Георгий взял бокал за ножку:

— Давайте выпьем за то, что мы любим.

Эрнест чокнулся с ним кофейной чашкой. Левон через стол потянулся к Георгию со своим бокалом. Это было похоже на встречу давних приятелей. Мужчины, видевшие друг друга первый раз в жизни, уже готовы были объединиться против Марьяны.

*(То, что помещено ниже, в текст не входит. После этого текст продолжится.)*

Issue #724, opened 2022-12-29
OAS 3 String format validation not working in path


zekth:
Seems like the string format validation does not seem to work in `path`  

```yaml
paths:
  /uuid-pattern/{param}:
    get:
      parameters:
        - in: path
          name: param
          required: true
          schema:
            type: string
            pattern: '^[0-9a-f]{8}-[0-9a-f]{4}-[0-9a-f]{4}-[0-9a-f]{4}-[0-9a-f]{12}$'
            minLength: 36
            maxLength: 36
      responses:
        '200':
          description: success
  /uuid-format/{param}:
    get:
      parameters:
        - in: path
          name: param
          required: true
          schema:
            type: string
            format: uuid
      responses:
        '200':
          description: success
```

In the previous example `/uuid-pattern/foobar` returns properly an error, which can be casted as multierror with 2 errors but the `uuid-format/foobar` passes the validation.

Seems like the format is handled in the codebase: https://github.com/getkin/kin-openapi/blob/46e0df8ae84cbb51b7c672a0bb8ebb6995d28c7a/openapi3/schema.go#L373-L378

Is there a miss somewhere?

fenollp:
Hi! Thanks for opening a pull request,
As you noted there, the solution is to `DefineStringFormat("uuid", FormatOfStringForUUIDOfRFC4122)` before validation.

The OpenAPI spec does not define the uuid format and so handling validation of it out of scope of this lib. Feel free to opt-in to the uuid validation mode though.

zekth:
> Hi! Thanks for opening a pull request, As you noted there, the solution is to `DefineStringFormat("uuid", FormatOfStringForUUIDOfRFC4122)` before validation.
> 
> The OpenAPI spec does not define the uuid format and so handling validation of it out of scope of this lib. Feel free to opt-in to the uuid validation mode though.

So why having email and not uuid then?

fenollp:
Indeed you're right, this is a mistake as old as the first commit! https://github.com/getkin/kin-openapi/commit/b8556159d2dcf88924f438bd364e3dc9d0e10380#diff-90e14c30c1c7403690a666a976d821851020aa362bf984c3d7a6e8e0b2abcca4R22

Thanks for spotting this. I'd accept a PR that removes that line and mentions this change in the README for the next minor version bump.

fenollp:
[...]

PR #725, opened 2022-12-29
fix(schema): define uuid

zekth:
Fix: https://github.com/getkin/kin-openapi/issues/724

Seems like the definition of `uuid` was missing. In the 3.0.0 spec it's written :

```
Formats such as "email", "uuid", and so on, MAY be used even though undefined by this specification
```

So because we already have `email`, we can add `uuid`


fenollp:
Working as intended :) See comment on linked issue.

PR #727, opened 2022-12-30
openapi3: remove email string format

zekth:
addresses https://github.com/getkin/kin-openapi/issues/724 follow-up


fenollp:
Thanks!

Она видела, что для Левона ничего не значит ее боль, что он поддался обаянию Измайлова и сочувствие к ее страданию всего за несколько минут было отдано в жертву мужской солидарности. Теперь все, что бы Марьяна ни рассказала о бывшем муже, будет казаться Левону преувеличением. Она уже слышала, как он повторяет то, что ей говорили уже не раз: «Измайлов — отличный мужик, просто вы не сошлись характерами».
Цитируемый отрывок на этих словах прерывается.